*** Opening EXTRACTED MATERIAL ***

PR #989, opened 2023-12-13
PP-10386-build-cardid-in-codebuild

rfisher-gds:
Build multi-arch cardid Docker images in CodeBuild, and publish them to ECR and Docker Hub.

This PR has [a companion in `pay-infra`](https://github.com/alphagov/pay-infra/pull/4679) which sets up the IAM role Concourse needs to run CodeBuild jobs.

The work here can easily be repurposed to other Pay applications. N

[Here is a completed Concourse job](https://pay-cd.deploy.payments.service.gov.uk/teams/pay-dev/pipelines/deploy-to-test/jobs/codebuild-cardid/builds/38) and [here are the published images](https://eu-west-1.console.aws.amazon.com/ecr/repositories/private/223851549868/govukpay/cardid?region=eu-west-1).

### DIFF
--- a/ci/pipelines/deploy-to-test.yml
+++ b/ci/pipelines/deploy-to-test.yml
@@ -4450,7 +4450,7 @@ jobs:
               - -ec
               - |
                 apk add --quiet --no-progress git
-                sed -i "s/git@github.com:/https:\/\/${GH_ACCESS_TOKEN}@github.com\//" .gitmodules
+                sed -i "s/https:\/\/github.com/https:\/\/${GH_ACCESS_TOKEN}@github.com\//" .gitmodules
                 git submodule init -q data
                 git submodule update data
                 sed -i "s/${GH_ACCESS_TOKEN}/token_redacted/" .gitmodules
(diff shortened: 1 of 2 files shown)


ci/pipelines/deploy-to-test.yml
```diff
@@ -4415,6 +4416,108 @@ jobs:
...
+            type: registry-image
+            source:
+              repository: alpine
+              tag: 3.16
+          inputs:
+            - name: cardid-git-release
+          params:
+            GH_ACCESS_TOKEN: ((github-access-token))
+          outputs:
+            - name: cardid-git-release-with-submodules
```
kbottla, line 4445: Don't think we need submodules anymore. cardID submodule is required only for building the image which CodeBuild does.

rfisher-gds: I use it to get the `RELEASE_NAME`. Can we get that from the main repo as well?

kbottla: yes. we don't submodule for tags

jfharden:
In terms of rolling this out, we should replace the existing build-and-push-cardid-candidate with this job (please keep the old name exactly as it is, this will retain the build history).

*** Closing EXTRACTED MATERIAL ***

> REQUIREMENT
Copy every record exactly.

> ANSWER SECTION
PR #989, opened 2023-12-13
PP-10386-build-cardid-in-codebuild

rfisher-gds:
Build multi-arch cardid Docker images in CodeBuild, and publish them to ECR and Docker Hub.

This PR has [a companion in `pay-infra`](https://github.com/alphagov/pay-infra/pull/4679) which sets up the IAM role Concourse needs to run CodeBuild jobs.

The work here can easily be repurposed to other Pay applications. N

[Here is a completed Concourse job](https://pay-cd.deploy.payments.service.gov.uk/teams/pay-dev/pipelines/deploy-to-test/jobs/codebuild-cardid/builds/38) and [here are the published images](https://eu-west-1.console.aws.amazon.com/ecr/repositories/private/223851549868/govukpay/cardid?region=eu-west-1).

### DIFF
--- a/ci/pipelines/deploy-to-test.yml
+++ b/ci/pipelines/deploy-to-test.yml
@@ -4450,7 +4450,7 @@ jobs:
               - -ec
               - |
                 apk add --quiet --no-progress git
-                sed -i "s/git@github.com:/https:\/\/${GH_ACCESS_TOKEN}@github.com\//" .gitmodules
+                sed -i "s/https:\/\/github.com/https:\/\/${GH_ACCESS_TOKEN}@github.com\//" .gitmodules
                 git submodule init -q data
                 git submodule update data
                 sed -i "s/${GH_ACCESS_TOKEN}/token_redacted/" .gitmodules
(diff shortened: 1 of 2 files shown)


ci/pipelines/deploy-to-test.yml
```diff
@@ -4415,6 +4416,108 @@ jobs:
...
+            type: registry-image
+            source:
+              repository: alpine
+              tag: 3.16
+          inputs:
+            - name: cardid-git-release
+          params:
+            GH_ACCESS_TOKEN: ((github-access-token))
+          outputs:
+            - name: cardid-git-release-with-submodules
```
kbottla, line 4445: Don't think we need submodules anymore. cardID submodule is required only for building the image which CodeBuild does.

rfisher-gds: I use it to get the `RELEASE_NAME`. Can we get that from the main repo as well?

kbottla: yes. we don't submodule for tags

jfharden:
In terms of rolling this out, we should replace the existing build-and-push-cardid-candidate with this job (please keep the old name exactly as it is, this will retain the build history).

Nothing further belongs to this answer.